***** Records shown *****
PR #133, opened 2017-04-05
Updated symbol kind mapping

alexsaveliev:
- returning 'variable' by default
- difference from VS code (enum members and constants are displayed as constants, not as variables)


felixfbecker:
What is the difference to VS Code you mentioned?

alexsaveliev:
*****
What to produce »
From the records above, pull out each line that has "difference".

Response to this exercise »
- difference from VS code (enum members and constants are displayed as constants, not as variables)
What is the difference to VS Code you mentioned?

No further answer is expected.